You know how it is us. At least it is this way between Sheila and me: there is this rich layer of subjects that both husband and wife return to again and again in their dialogue between each other because those subjects are near and dear to their hearts and souls.
More than ever before, I am conscious of this gift I have been given--this blending of authentic friendship between the sexes within marriage and transmarriage. Lilian Calles Barger's observation that, "It may be that sex scandals and broken marriages among Christians is the result of a famine in cross-gender friendships" struck me afresh. It also got me thinking about David Benner's chapter on soul friendships in marriage in his book, Sacred Companions.
I commented to Sheila last night as I was marveling this gift that we have and are experiencing, that the intimacy and depth of my cross-gender friendship surpasses the intimacy and depth within many Christian marriages. I know married couples who don't have the depth of freedom, comfort, and respect to explore their vulnerabilities, their inner worlds, their joys, and their longings of spirit, as I do in cross-gender friendship--and we as do in our marital friendship.
I don't mean to slight these realities at all--but sexual and romantic passion (or idealization of our partner through modern romance) are not the foundational stuff to build marriages or authentic friendships between the sexes. We Christians have to deconstruct modern romantic ideology in Christian spirituality in order begin to appreciate and unwrap the gift of spiritual friendship between the sexes--both within marriage and beyond it. We don't move toward maturity in Christian marriages by spiritualizing the ideology found in modern romance novels. Yet, Christian leaders so often do that in their books on marriage--thinking they are saving and protecting marriage rather than perpetuating unattainable illusions. We don't help singles prepare for authentic friendship in marriage by idealizing obsessive absorption in dating relationships. "The one-flesh biblical metaphor for marriage does not mean a fusion of two people that results in a loss of the identity of either or both" (David Benner). Quoting Benner again, "Attraction and compatibility are an insufficient foundation for marriage."
Soul friendship within marriage and beyond it (same-sex or cross-sex) is a gift. "Marriage will never automatically produce soul friendship" (David Benner).
Benner suggests cultivating three things towards soul friendships: respect, an absence of control, and dialogue.
On respect, Benner comments, "Even the term my husband or my wife carries potentially dangerous connotations of possession.
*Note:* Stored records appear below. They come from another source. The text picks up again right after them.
PR #214, opened 2019-06-06
ubi8 based container for native mode application

rsvoboda:
ubi8 based container for native mode application

Followup of https://github.com/quarkusio/quarkus/pull/2723

Used command: `git grep -l fedora-minimal | xargs sed -i '' "s,registry.fedoraproject.org/fedora-minimal,registry.access.redhat.com/ubi8/ubi-minimal,g"`

### DIFF
--- a/application-configuration/src/main/docker/Dockerfile.native
+++ b/application-configuration/src/main/docker/Dockerfile.native
@@ -14,7 +14,7 @@
 # docker run -i --rm -p 8080:8080 quarkus/application-configuration
 #
 ###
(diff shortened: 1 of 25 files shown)


gsmet:
So did we decide to go with ubi8 image, even considering the libcrypt issue?

rsvoboda:
libcrypt issue is Fedora 30 only issue

If Fedora 30 people build using `-Dnative-image.docker-build=true` there is no libcrypt issue

PR #226, opened 2019-06-19
#2663 Misc. clean-up

gunnarmorling:
* Consistent default Kafka host
* Removing superfluous dependency
* Metadata exposed as JSON

@cescoffier Some more clean-up for the KStreams quickstart. Once https://github.com/quarkusio/quarkus/pull/2880 is merged, I'll send another one for removing the SerDe from the quickstart.


gsmet:
It really starts to be late to do more adjustments. I have to run the full quickstart build with native before 2pm and it takes 2 hours to run...

gsmet:
@gunnarmorling I merged quarkusio/quarkus#2880, can you make the adjustments you were talking about?

gunnarmorling:
Pushed one more commit for getting rid of the local Serde and using the one from the Kafka client module 🎉

gsmet:
I haven't run the full quickstart but I checked everything compiles, native included.

@gunnarmorling I will merge this one but we will need to have these quickstarts included in the build. Right now, they are not as the modules are not declared in the parent pom.

gsmet:
(I didn't do it myself as I thought you might have had a good reason to not do it)

gunnarmorling:
No good reason apart from not knowing about that aggregator POM :) So if
you have the bandwidth, feel free to add this (a parent for the two
probably would make sense).

PR #231, opened 2019-06-24
PgRowSet is now an Iterable<Row> in Axle shim

tsegismont:
So using the PgIterator is no longer needed in the quickstart.


tsegismont:
@FroMage @cescoffier can you please review?

cescoffier:
@tsegismont can you check there is no change required in the doc itself?

PR #234, opened 2019-06-30
Extend Rest client quickstart to mention the CompletionStage support

machi1990:
See https://github.com/quarkusio/quarkus/issues/2119#issuecomment-484781468

Follows up https://github.com/quarkusio/quarkus/pull/3026 which adds rest client async calls test and docs docs to the guide.

### DIFF
--- a/rest-client/src/test/java/org/acme/restclient/CountriesResourceTest.java
+++ b/rest-client/src/test/java/org/acme/restclient/CountriesResourceTest.java
@@ -14,7 +14,7 @@ public class CountriesResourceTest {
         given()
           .when().get("/country/name/greece")
           .then()
-             .statusCode(200)  
+             .statusCode(200)
              .body("$.size()", is(1),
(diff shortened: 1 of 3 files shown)


rest-client/src/test/java/org/acme/restclient/CountriesResourceTest.java
```diff
@@ -23,4 +23,17 @@ public void testCountryNameEndpoint() {
              );
     }
 
-}
\ No newline at end of file
+    @Test
+    public void testCountryNameAsyncEndpoint() {
+        given()
+          .when().get("/country/name/greece")
```
cescoffier: You are not calling the right endpoint here? Shouldn't it be name-async?

machi1990: Good catch. It has been updated.

cescoffier:
Thanks!

PR #238, opened 2019-07-07
Update MicroProfile Health quickstart to MicroProfile Health 2.0

xstefank:


microprofile-health/pom.xml
```diff
@@ -5,15 +5,14 @@
   <groupId>org.acme</groupId>
   <artifactId>microprofile-health</artifactId>
   <version>1.0-SNAPSHOT</version>
-
```
gsmet: Let's keep that one.

microprofile-health/pom.xml
```diff
@@ -5,15 +5,14 @@
   <groupId>org.acme</groupId>
   <artifactId>microprofile-health</artifactId>
   <version>1.0-SNAPSHOT</version>
-  
   <properties>
-    <quarkus.version>999-SNAPSHOT</quarkus.version>
+    <project.reporting.outputEncoding>UTF-8</project.reporting.outputEncoding>
     <surefire-plugin.version>2.22.1</surefire-plugin.version>
+    <quarkus.version>999-SNAPSHOT</quarkus.version>
```
gsmet: Let's keep the quarkus.version first and have the 2 encodings together.

microprofile-health/pom.xml
```diff
@@ -45,8 +39,11 @@
       <artifactId>rest-assured</artifactId>
       <scope>test</scope>
     </dependency>
+    <dependency>
+      <groupId>io.quarkus</groupId>
+      <artifactId>quarkus-smallrye-health</artifactId>
```
gsmet: Let's put that one at the top.

(I suppose you have generated the file again but it's more readable for the user this way so I think it's worth handcrafting a few things)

Our husbands and wives are not our possessions. Nor are they extensions of us. My wife is separate from me." Respect supports the deep biblical notion we are unique individuals.
On absence of control, Benner also suggests this begins "with the abandonment of all agendas for change of the other person." He comments that "Genuine spiritual friendships wither under conditions of coercion and manipulation."
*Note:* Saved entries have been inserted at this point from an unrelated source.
PR #246, opened 2019-07-21
Upgrade Gradle version to 5.5.1 (includes enforcedPlatform bug fix)

gwenneg:
Version `5.5` fixed an `enforcedPlatform` bug: https://github.com/gradle/gradle/issues/9424

The `gradle-wrapper.jar` file's checksum can be verified using [this procedure](https://docs.gradle.org/current/userguide/gradle_wrapper.html#configuring_checksum_verification) and [the checksum value from Gradle's website](https://gradle.org/release-checksums/).


gsmet:
Merged, thanks!

PR #248, opened 2019-07-25
Update FruitResource.java

blue61:
added GET commands to actually Create, Update or Delete Entities, as the other HTTP Verbs are often unaccessible in browsers.
GET /fruits/-/name    creates a new entity
GET /fruits/id/name   updates the entity with the given id to have the given name
GET /fruits/id/-          deletes the entity with the given id

### DIFF
--- a/hibernate-orm-panache-resteasy/src/main/java/org/acme/hibernate/orm/panache/FruitResource.java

On dialogue, he notes that, "dialogue is the most important thing that soul friends actually do with each other." He comments that one of the risks accompanying genuine dialogue is the risk of change.
It's a gift--but it does take commitment and the labor of love to enter into authentic soul friendship between sexes--in marriage and beyond it.
This is a strking thing when it comes to sex and intimacy in authentic friendship. This is such a complicated issue for Christians. On the one hand, many of us remember how "dirty" sex has been in Christian thinking and spirituality. Good, passionate, mutual sex hovers closely to eros--which is normally portrayed as selfish, egotistical, etc. On the other hand, there tends to be this other complicated assumption that sexual activity or even sexual passion between husband and wife produces oneness or authentic closeness/intimacy between husband and wife. Quite clearly, Christian couples do have sex, and one or both of them enjoy some of the pleasures of sex, and yet end up getting divorced or living such strained married lives.
The metaphor and reality of authentic friendship between sexes may be more helpful and healing for marriages than any popular Christian treatment of marriage or cultivating romance in marriage.